Not to forget, an increasing share of innovation is represented by services today (Miles, 2006). In fact, Barras (1986; 1990) was early in noting that the IT-revolution would have the same implications for the service sector, as the industrial revolution had on the manufacturing sector. Moreover, similarly to product innovations, services too range between incremental- and radical innovations. (Paré, 2004; Skålén et al., 2015). Contrary to production innovation though, service innovation is commonly stated to be further based on the merits of customization and thus traditionally more dependent on the producer-customer relationship (Barras, 1986). As a consequence, alternative processes have enacted blueprints to explain the processes of service innovation, e.g. the reverse product cycle (Ibid.). However, modern technology is suggested to alter these attributes that cause division between product-, process- and service innovation. With abundant volumes of information generated by customers, businesses no longer have to wait for customers to express their requests for new services – their generated data will do it for them (Lehrer et al., 2018). I.e. readily available information can now be applied as an inbound resource to innovation, instead of be dependent upon relationships. Much like any other resource related to product innovation. As a consequence, to distinguish between product and service, may deem excessive and has therefor been exempted from the analysis of this report.

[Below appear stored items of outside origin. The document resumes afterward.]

PR #1376, opened 2021-03-11
select a prefix to build interface name in legal size

fzu-huang:
## Description
network interfece name's max-size is 15, with self-specificed prefix, we should make sure our veth name size <= 15
ref: https://github.com/projectcalico/libcalico-go/pull/1359 (which will be close)

## Todos
- [x] Tests
- [x] Documentation
- [x] Release note

## Release Note

Will choose a suitable prefix from environment: `FELIX_INTERFACEPREFIX` which is not empty and has a length< 5.

### DIFF
--- a/lib/backend/k8s/conversion/workload_endpoint_default.go
+++ b/lib/backend/k8s/conversion/workload_endpoint_default.go
@@ -33,6 +33,14 @@ import (
 	"github.com/projectcalico/libcalico-go/lib/numorstring"
 )
 
+var (
+	defaultPrefix = "cali"
+
+	maxInterfaceNameSize      = 15
+	interfaceNameHashPartSize = 11
+	maxInterfacePrefixSize    = maxInterfaceNameSize - interfaceNameHashPartSize
+)
+
 type defaultWorkloadEndpointConverter struct{}
 
 // VethNameForWorkload returns a deterministic veth name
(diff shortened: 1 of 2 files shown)


fzu-huang:
@caseydavenport   This pr came from https://github.com/projectcalico/libcalico-go/pull/1359 . Can you review it, please ?

lib/backend/k8s/conversion/workload_endpoint_default.go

Within this study, a richer typology of product innovativeness and a joint view of modern service innovation are thereto exhibited. Additionally, the research scope of innovation can take various levels, here ranked according to range: project-, firm-, regional- and sectorial level (Verhees & Meulenberg, 2004). Whereas, in the case of this research the firm level scope demonstrates the later findings and analysis to more easily compare individual actors, regardless of innovation or firm type.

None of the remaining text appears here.